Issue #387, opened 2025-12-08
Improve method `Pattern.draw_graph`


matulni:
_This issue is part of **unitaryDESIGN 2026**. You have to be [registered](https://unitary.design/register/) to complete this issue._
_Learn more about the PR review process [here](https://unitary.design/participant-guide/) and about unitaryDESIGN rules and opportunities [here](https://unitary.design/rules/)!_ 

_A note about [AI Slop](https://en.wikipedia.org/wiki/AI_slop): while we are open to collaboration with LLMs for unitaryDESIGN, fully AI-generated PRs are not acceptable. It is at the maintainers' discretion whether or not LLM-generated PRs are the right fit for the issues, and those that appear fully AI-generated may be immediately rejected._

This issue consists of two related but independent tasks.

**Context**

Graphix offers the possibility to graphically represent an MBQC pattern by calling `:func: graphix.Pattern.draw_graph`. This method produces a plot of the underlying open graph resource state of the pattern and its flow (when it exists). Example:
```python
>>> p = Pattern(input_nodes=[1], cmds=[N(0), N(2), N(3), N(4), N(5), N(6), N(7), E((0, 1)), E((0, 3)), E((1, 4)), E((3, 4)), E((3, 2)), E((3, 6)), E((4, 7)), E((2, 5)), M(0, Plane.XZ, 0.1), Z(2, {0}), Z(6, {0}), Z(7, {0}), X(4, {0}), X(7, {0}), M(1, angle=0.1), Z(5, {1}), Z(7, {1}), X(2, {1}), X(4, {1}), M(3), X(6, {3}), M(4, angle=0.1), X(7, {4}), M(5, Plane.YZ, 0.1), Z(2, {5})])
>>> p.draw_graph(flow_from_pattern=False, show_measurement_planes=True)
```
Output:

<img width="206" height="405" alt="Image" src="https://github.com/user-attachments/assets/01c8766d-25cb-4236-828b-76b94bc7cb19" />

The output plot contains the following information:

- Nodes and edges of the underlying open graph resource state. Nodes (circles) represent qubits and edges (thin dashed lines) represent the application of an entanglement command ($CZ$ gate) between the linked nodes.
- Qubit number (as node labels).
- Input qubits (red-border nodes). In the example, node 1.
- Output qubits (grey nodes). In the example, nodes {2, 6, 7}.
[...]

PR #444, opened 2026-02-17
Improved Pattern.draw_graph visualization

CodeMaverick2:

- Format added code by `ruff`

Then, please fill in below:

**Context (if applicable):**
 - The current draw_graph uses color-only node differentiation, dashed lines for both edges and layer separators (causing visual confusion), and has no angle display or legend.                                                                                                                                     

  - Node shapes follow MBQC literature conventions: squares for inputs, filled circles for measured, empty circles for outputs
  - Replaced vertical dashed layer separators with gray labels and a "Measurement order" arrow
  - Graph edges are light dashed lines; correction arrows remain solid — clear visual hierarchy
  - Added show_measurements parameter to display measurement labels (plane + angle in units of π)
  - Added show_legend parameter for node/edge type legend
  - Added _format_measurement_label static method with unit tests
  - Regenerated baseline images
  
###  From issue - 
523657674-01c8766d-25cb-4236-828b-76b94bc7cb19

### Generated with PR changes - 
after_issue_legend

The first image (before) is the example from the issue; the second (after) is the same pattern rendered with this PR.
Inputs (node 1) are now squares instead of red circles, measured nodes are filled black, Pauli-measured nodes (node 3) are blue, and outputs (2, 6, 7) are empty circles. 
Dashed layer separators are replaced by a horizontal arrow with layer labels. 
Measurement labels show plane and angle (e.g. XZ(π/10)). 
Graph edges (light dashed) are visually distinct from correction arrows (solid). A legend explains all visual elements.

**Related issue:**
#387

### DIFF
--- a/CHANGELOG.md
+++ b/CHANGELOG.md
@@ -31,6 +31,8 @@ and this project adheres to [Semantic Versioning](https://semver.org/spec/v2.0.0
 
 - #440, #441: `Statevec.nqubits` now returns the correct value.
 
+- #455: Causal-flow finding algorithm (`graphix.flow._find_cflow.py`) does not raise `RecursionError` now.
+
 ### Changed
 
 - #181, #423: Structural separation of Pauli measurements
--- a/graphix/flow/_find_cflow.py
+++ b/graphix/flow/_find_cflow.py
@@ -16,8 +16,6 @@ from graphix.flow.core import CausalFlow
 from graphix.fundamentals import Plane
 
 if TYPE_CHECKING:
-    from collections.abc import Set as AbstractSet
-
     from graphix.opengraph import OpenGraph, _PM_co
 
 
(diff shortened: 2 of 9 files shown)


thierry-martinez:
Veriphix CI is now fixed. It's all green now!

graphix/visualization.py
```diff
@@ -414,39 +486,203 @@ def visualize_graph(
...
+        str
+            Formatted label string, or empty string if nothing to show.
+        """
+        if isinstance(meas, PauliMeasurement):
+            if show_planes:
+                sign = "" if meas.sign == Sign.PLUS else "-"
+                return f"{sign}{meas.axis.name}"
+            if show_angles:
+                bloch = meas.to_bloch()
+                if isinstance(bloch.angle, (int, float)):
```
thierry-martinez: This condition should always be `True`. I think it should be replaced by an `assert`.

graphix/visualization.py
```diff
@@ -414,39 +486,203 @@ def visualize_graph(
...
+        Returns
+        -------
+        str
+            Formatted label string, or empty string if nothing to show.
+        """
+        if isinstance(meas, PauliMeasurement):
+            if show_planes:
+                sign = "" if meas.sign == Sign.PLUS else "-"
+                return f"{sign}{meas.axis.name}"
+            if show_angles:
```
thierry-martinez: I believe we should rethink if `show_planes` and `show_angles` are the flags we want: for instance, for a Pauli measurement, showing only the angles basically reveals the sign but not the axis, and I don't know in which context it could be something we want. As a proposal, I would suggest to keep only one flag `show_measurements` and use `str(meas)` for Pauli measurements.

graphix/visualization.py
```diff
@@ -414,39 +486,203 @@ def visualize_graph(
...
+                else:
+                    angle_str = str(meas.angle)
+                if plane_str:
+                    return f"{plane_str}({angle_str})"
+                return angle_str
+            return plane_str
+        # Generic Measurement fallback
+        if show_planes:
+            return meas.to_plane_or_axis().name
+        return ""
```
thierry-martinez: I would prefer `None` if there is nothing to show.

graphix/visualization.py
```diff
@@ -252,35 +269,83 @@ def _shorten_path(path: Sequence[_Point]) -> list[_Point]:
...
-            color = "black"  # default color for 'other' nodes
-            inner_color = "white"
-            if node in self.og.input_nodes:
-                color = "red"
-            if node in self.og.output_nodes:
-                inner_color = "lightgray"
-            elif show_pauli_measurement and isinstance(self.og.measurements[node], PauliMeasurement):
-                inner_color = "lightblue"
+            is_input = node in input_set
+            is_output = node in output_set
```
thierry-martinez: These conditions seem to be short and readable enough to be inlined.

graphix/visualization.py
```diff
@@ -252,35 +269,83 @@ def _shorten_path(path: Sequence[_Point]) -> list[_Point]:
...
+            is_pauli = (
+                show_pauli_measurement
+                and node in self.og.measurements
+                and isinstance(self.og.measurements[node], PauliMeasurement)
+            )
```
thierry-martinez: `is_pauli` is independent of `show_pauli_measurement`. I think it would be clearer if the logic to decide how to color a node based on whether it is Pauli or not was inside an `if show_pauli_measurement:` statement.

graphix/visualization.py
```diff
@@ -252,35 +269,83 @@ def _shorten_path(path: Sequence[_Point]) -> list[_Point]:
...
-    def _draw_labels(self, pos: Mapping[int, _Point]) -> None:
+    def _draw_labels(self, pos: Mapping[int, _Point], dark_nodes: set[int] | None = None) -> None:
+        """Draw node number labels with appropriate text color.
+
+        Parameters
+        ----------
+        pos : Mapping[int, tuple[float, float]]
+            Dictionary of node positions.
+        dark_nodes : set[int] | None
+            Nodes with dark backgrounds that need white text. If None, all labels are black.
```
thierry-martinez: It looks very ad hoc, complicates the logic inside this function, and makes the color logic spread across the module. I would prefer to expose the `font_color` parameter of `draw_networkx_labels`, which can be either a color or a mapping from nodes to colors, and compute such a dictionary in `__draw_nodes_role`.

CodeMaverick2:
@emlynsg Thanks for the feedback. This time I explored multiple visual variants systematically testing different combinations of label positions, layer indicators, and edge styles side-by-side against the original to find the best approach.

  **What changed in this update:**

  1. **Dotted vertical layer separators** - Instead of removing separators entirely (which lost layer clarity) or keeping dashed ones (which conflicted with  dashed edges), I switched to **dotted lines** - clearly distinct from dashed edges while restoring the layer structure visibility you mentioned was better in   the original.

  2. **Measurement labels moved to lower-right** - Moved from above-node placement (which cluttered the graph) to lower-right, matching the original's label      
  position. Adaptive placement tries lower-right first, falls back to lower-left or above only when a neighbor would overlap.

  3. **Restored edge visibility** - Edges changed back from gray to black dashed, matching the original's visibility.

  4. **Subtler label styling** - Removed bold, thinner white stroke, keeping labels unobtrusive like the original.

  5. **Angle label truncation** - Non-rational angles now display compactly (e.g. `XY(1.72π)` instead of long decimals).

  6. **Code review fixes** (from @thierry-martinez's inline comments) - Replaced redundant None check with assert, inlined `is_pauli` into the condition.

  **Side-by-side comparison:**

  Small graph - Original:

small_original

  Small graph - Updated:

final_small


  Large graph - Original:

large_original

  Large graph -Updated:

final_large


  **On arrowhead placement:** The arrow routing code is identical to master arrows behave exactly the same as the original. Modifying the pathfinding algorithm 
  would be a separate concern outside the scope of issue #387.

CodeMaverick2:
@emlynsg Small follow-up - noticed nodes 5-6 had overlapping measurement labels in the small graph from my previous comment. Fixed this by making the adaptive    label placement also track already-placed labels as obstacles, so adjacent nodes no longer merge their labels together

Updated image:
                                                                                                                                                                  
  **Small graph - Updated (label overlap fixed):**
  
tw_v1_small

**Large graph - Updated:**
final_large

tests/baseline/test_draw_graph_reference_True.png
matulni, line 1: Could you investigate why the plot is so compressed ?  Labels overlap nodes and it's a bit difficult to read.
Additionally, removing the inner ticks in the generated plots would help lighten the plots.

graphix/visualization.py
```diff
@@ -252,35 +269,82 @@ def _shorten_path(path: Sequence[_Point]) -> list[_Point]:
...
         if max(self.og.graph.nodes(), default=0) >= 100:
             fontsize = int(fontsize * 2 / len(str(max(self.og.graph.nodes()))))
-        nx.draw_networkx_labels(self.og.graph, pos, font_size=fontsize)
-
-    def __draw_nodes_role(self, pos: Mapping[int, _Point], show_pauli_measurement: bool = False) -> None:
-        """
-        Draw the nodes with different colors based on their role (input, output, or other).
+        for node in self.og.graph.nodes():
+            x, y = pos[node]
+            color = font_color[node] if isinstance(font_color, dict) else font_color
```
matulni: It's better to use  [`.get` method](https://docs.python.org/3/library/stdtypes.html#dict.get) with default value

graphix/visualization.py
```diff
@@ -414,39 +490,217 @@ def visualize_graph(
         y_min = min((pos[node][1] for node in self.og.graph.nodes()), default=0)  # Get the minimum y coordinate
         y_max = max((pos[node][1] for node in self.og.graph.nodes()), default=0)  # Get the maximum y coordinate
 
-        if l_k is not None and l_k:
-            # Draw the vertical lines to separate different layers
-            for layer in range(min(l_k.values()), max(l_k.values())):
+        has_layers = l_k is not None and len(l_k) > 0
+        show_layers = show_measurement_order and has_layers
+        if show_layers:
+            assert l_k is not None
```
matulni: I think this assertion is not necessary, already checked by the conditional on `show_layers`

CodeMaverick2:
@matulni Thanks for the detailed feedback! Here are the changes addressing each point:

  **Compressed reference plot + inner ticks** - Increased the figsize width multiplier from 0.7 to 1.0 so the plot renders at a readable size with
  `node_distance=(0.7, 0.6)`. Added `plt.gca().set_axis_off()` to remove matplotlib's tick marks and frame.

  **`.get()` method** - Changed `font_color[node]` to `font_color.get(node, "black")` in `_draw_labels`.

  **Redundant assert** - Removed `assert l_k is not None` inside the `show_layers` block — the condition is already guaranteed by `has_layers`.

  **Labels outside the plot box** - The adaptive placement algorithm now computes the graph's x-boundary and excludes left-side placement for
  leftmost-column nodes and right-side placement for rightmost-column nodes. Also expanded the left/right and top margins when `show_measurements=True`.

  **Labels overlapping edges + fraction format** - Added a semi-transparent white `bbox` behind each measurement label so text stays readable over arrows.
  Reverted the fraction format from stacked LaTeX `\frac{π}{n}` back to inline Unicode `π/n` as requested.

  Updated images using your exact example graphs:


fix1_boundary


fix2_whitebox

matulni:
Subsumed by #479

▬▬▬▬▬▬

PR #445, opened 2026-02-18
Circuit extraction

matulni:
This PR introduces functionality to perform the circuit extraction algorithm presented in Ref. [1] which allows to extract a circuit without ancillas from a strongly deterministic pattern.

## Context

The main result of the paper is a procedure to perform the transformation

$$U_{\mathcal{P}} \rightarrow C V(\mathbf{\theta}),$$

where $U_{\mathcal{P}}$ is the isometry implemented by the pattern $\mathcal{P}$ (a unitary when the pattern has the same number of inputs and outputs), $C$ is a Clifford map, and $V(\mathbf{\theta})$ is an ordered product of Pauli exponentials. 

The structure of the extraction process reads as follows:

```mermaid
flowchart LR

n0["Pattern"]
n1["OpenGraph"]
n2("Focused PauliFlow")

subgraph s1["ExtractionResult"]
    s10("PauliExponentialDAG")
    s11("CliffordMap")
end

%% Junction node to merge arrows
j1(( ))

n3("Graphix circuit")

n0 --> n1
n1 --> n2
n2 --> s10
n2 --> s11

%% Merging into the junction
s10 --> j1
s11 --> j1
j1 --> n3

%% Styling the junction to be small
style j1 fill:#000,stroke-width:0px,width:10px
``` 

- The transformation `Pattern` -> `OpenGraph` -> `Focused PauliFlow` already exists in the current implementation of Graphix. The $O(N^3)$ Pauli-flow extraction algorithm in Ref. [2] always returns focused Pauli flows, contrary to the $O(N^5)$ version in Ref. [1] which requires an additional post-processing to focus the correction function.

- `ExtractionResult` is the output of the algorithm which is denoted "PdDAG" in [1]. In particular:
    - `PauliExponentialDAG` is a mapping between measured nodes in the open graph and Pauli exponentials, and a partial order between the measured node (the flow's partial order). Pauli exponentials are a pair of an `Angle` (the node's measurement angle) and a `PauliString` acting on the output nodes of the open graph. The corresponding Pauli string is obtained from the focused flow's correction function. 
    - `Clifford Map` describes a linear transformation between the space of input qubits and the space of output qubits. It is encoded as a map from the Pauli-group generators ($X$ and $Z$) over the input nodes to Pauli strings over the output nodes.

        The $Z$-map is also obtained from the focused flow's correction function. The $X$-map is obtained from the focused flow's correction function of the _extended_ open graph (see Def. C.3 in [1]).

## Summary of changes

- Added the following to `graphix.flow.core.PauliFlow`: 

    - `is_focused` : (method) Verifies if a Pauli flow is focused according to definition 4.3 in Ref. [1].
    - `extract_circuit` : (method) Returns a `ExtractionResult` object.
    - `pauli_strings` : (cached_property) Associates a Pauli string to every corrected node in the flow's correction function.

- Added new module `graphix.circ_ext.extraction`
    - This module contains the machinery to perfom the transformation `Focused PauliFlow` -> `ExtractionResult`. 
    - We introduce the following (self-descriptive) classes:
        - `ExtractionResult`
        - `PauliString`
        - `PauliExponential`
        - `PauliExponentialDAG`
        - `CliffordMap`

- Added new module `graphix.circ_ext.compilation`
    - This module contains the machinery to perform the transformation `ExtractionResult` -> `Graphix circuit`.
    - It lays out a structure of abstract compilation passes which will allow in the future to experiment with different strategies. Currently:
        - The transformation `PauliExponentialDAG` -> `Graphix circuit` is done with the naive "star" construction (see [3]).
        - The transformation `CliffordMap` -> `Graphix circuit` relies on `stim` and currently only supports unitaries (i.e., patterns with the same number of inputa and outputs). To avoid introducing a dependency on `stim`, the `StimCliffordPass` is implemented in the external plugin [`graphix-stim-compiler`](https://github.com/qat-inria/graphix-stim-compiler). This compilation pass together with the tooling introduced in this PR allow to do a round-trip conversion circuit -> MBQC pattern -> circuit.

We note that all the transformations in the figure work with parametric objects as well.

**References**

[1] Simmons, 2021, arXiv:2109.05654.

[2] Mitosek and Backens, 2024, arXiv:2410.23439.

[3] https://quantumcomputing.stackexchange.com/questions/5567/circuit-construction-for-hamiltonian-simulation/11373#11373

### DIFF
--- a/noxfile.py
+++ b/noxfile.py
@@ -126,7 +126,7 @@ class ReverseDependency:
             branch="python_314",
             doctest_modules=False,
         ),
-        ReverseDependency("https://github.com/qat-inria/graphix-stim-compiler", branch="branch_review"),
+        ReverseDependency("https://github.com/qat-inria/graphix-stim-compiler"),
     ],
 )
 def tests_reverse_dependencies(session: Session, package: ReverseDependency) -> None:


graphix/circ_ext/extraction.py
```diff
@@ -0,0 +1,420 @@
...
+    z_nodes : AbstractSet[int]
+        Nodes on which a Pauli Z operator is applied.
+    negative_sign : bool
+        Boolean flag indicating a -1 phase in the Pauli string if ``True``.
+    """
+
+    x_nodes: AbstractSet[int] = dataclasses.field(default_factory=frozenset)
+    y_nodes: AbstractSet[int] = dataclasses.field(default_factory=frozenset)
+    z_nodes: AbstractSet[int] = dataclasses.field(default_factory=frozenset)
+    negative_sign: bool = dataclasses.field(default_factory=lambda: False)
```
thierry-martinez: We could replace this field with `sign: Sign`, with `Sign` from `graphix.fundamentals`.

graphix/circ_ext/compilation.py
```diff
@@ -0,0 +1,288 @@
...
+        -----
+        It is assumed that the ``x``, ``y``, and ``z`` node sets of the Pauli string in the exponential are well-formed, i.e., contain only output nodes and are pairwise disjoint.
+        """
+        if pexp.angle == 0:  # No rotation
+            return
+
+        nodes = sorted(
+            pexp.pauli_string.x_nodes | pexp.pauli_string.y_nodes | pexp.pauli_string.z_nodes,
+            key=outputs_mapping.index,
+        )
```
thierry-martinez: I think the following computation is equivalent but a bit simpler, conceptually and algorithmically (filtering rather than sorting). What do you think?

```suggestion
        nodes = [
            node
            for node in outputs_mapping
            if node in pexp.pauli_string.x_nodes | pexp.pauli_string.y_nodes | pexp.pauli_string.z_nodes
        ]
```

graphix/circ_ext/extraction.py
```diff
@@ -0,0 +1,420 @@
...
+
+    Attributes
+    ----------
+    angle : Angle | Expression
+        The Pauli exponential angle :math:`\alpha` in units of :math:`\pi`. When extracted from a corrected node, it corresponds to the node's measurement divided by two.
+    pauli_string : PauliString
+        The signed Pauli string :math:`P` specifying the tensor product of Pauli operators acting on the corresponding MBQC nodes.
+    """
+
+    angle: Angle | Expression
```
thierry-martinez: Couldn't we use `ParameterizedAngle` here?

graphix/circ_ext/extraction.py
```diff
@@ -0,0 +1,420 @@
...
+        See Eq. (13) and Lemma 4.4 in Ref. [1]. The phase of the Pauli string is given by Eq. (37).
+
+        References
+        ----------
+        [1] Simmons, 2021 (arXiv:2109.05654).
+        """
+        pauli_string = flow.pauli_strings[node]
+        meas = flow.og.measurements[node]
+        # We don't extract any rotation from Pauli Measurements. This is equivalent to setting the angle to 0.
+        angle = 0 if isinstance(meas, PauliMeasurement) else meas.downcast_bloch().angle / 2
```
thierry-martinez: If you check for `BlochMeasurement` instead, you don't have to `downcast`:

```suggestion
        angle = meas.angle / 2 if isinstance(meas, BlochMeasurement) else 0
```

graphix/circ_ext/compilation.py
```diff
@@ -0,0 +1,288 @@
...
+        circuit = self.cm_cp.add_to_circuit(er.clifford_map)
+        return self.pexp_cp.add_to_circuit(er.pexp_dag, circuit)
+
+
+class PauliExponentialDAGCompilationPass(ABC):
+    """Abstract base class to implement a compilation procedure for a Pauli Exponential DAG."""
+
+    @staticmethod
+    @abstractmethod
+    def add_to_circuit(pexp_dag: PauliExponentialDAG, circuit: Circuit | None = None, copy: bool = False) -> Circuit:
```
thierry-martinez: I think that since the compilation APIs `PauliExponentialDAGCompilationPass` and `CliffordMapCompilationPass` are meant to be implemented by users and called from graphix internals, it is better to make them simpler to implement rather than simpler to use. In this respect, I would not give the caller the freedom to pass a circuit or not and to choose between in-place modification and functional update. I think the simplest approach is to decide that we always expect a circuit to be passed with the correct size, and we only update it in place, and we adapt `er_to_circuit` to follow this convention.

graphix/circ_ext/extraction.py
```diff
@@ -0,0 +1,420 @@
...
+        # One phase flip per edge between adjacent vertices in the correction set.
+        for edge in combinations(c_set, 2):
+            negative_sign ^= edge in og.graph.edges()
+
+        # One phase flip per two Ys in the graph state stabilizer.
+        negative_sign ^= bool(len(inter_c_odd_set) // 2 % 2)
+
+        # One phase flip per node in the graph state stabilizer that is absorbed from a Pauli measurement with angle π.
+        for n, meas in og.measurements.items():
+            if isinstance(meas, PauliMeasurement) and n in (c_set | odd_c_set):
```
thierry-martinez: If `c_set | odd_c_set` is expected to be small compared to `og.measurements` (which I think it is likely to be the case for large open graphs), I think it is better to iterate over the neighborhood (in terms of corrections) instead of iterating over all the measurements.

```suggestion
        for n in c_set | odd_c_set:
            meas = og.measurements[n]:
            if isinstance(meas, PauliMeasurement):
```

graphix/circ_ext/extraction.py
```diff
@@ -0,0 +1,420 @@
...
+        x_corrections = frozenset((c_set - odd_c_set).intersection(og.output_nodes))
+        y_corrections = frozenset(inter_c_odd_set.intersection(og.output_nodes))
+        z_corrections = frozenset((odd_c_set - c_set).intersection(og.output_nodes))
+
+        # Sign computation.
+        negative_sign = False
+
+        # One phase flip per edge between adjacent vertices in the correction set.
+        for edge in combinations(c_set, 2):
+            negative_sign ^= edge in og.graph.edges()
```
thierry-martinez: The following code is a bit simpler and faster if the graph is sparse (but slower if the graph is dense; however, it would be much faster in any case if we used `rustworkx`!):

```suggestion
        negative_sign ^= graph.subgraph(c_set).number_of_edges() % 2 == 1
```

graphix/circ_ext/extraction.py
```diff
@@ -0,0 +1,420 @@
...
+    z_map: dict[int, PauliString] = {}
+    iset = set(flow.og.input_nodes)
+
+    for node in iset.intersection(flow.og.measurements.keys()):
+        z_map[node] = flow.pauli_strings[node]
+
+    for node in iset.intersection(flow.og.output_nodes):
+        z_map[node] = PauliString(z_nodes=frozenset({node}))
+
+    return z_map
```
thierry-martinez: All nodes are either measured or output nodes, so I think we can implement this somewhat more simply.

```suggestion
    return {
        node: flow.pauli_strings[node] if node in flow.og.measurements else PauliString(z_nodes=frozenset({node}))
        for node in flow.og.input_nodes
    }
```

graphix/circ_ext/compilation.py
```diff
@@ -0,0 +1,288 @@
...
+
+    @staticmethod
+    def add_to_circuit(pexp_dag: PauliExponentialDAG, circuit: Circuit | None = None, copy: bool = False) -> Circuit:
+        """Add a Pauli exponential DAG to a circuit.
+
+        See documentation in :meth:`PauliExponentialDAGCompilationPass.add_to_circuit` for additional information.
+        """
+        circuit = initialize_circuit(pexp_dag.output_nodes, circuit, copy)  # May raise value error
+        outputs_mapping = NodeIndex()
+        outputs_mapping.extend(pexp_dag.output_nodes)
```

▬▬▬▬▬▬

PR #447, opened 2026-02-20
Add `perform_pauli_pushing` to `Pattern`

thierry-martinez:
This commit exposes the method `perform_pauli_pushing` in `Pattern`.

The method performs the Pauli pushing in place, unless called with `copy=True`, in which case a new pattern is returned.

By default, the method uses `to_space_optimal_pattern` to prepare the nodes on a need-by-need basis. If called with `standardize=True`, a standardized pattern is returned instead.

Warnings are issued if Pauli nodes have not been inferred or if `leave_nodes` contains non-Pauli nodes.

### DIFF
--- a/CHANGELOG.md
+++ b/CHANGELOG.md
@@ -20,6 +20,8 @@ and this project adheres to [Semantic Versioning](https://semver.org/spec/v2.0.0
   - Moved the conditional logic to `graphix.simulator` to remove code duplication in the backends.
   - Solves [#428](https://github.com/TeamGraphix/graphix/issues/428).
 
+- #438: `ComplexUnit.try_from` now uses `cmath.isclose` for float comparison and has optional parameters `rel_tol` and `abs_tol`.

▬▬▬▬▬▬

▶ _REQUIREMENT_: Going back to the entries above, set down exactly the lines that begin at the one with "Issue #387, opened 2025-12-08" and end at the one with "and opportunities [here](https://unitary.design/rules/)!_", both included, and nothing else.

▶ _THE ANSWER_:
Issue #387, opened 2025-12-08
Improve method `Pattern.draw_graph`


matulni:
_This issue is part of **unitaryDESIGN 2026**. You have to be [registered](https://unitary.design/register/) to complete this issue._
_Learn more about the PR review process [here](https://unitary.design/participant-guide/) and about unitaryDESIGN rules and opportunities [here](https://unitary.design/rules/)!_ 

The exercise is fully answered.